The U.S. National Nuclear Security Administration (NNSA) said Tuesday it has reached a contract closeout settlement with the company that was hired to build and operate a now-terminated plutonium recycling plant at the Savannah River Site near Aiken, S.C.
The settlement covers all “contract closeout matters” with MOX Services, according to a press release from the semiautonomous Department of Energy agency. The release does not disclose cost and schedule details, but The Aiken Standard newspaper reported that it received information that the settlement is valued at $186 million.
The settlement addresses all legal issues between the NNSA and MOX Services, except “potential claims under the False Claims Act, the Anti-Kickback Act, or for any civil or criminal fraud,” the release says. It does not state which legal issues remain between the two parties.
The Mixed Oxide Fuel Fabrication Facility was being built to convert 34 million tons of surplus nuclear-weapon plutonium into commercial reactor fuel for nuclear power plants. The NNSA had spent more than $5 billion on the project at the time of termination last October, and estimated it would cost another $12 billion to finish building the facility. Construction was expected to take until 2048.
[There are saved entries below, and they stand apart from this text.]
PR #1469, opened 2025-02-02
Rider: Set server pwd to cache dir

### LINKED ISSUE #1468: Excessive file system watches for --server

chklauser:
Fixes #1468 by changing the process working directory of the `--server` process to the csharpier cache directory.

### DIFF
--- a/Src/CSharpier.Rider/CHANGELOG.md
+++ b/Src/CSharpier.Rider/CHANGELOG.md
@@ -2,6 +2,9 @@
 
 # csharpier-rider Changelog
 
+## [2.1.1]
+- Set working directory for CSharpier Server to the directory that contains CSharpier. Fixes an issue with a recursive file watch being run on the project root.
+
 ## [2.1.0]
 - Improved support for users that work with multiple dotnet architectures by splitting out installs of csharpier based on the architecture they were installed with. Thanks go to @letientai299 for the contribution
 
--- a/Src/CSharpier.Rider/gradle.properties
+++ b/Src/CSharpier.Rider/gradle.properties
@@ -1,4 +1,4 @@
-pluginVersion = 2.1.0
+pluginVersion = 2.1.1
 
 # See https://plugins.jetbrains.com/docs/intellij/build-number-ranges.html
 pluginSinceBuild = 222
--- a/Src/CSharpier.Rider/src/main/java/com/intellij/csharpier/CSharpierProcessServer.java
+++ b/Src/CSharpier.Rider/src/main/java/com/intellij/csharpier/CSharpierProcessServer.java
@@ -41,6 +41,11 @@ public class CSharpierProcessServer implements ICSharpierProcess2, Disposable {
         var argument = Semver.gte(this.version, newCommandsVersion) ? "server" : "--server";
         try {
             var processBuilder = new ProcessBuilder(this.csharpierPath, argument);
+
+            // Setting the working directory is important because older versions of csharpier will accidentally
+            // install a recursive file system watch on the entire working directory. If this is the repository root
+            // it will include extremely large and unnecessary directories like .git, .idea, bin, obj, node_modules.
+            processBuilder.directory(new File(this.csharpierPath).getParentFile());
             processBuilder.environment().put("DOTNET_NOLOGO", "1");
             processBuilder.environment().put("DOTNET_ROOT", this.dotNetProvider.getDotNetRoot());
             var csharpierProcess = processBuilder.start();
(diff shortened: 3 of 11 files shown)


belav:
I went ahead and made the same changes for VS and VSCode. VS seemed unnecessary if this is only an issue on linux but it was a simple change. The rider plugin requires a manual review every time which can take a day or two.

Thanks for the contribution!

belav (approved):

PR #1488, opened 2025-02-18
feat: check for " " values and return a static instance

TimothyMakkison:
Add a check to `Doc`'s implicit operator for " " returning a static instance if found. Saves 0.5 MB in tests aka around 0.5%

#### Before
| Method                | Mean     | Error   | StdDev   | Gen0       | Gen1      | Gen2      | Allocated |
|---------------------- |---------:|--------:|---------:|-----------:|----------:|----------:|----------:|
| Default_CodeFormatter | 238.8 ms | 4.75 ms | 11.92 ms | 11000.0000 | 4000.0000 | 1000.0000 |  95.82 MB |

#### After
| Method                | Mean     | Error   | StdDev   | Gen0       | Gen1      | Gen2      | Allocated |
|---------------------- |---------:|--------:|---------:|-----------:|----------:|----------:|----------:|
| Default_CodeFormatter | 236.6 ms | 4.72 ms | 11.32 ms | 11000.0000 | 4000.0000 | 1000.0000 |  95.27 MB |

### DIFF
--- a/Src/CSharpier/DocTypes/Doc.cs
+++ b/Src/CSharpier/DocTypes/Doc.cs
@@ -14,8 +14,10 @@ internal abstract class Doc
 
     public static implicit operator Doc(string value)
     {
-        return new StringDoc(value);
+        return value is " " ? SpaceString : new StringDoc(value);
     }
+
+    private static readonly StringDoc SpaceString = new(" ");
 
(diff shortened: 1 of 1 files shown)


TimothyMakkison:
See #1494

The settlement enables the NNSA to dispose of the weapons-usable plutonium at lower cost to taxpayers, the release says. The method, already being used at Savannah River for a different mission, dilutes the plutonium using inhibitor materials, taking away its ability to produce nuclear weapons. The processed material will be sent to the Waste Isolation Pilot Plant in New Mexico for permanent disposal. Downblending is expected to cost $17 billion, a third of the projected life-cycle cost for the MOX method.
NNSA Administrator Lisa Gordon-Hagerty said in a prepared statement the settlement also enables her agency to proceed with repurposing the MOX plant for production of plutonium pits, the fissile cores of nuclear weapons. By 2030, the NNSA wants to produce 50 pits a year at SRS and another 30 annually at the Los Alamos National Laboratory in New Mexico.